(Data extracts):
--
PR #683, opened 2022-11-25
Update tinycss2 1.2.0

olemoign:
The only breaking change is dropping support of Python 3.6, which bleach already dropped.


taylor-cedar:
Would it be possible to merge this?

OttoAndrey (approved):

PR #687, opened 2022-12-08
Switch to requirements-dev.txt for dev requirements

willkg:
This also removes "python setup.py build" from the tinycss2 tox environments--we don't need to test that in those environments.


tox.ini
```diff
@@ -11,46 +11,46 @@ envlist =
...
     pytest {posargs:-v}
     python setup.py build
 
 [testenv:py37-tinycss2]
-extras = dev,css
+deps = -rrequirements-dev.txt
+extras = css
 commands =
     pytest {posargs:-v}
-    python setup.py build
```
--
(Exercise objective):
In the listing above, reproduce the first line and each one after it through the line that contains "PR #687, opened 2022-12-08".

(Reply):
PR #683, opened 2022-11-25
Update tinycss2 1.2.0

olemoign:
The only breaking change is dropping support of Python 3.6, which bleach already dropped.


taylor-cedar:
Would it be possible to merge this?

OttoAndrey (approved):

PR #687, opened 2022-12-08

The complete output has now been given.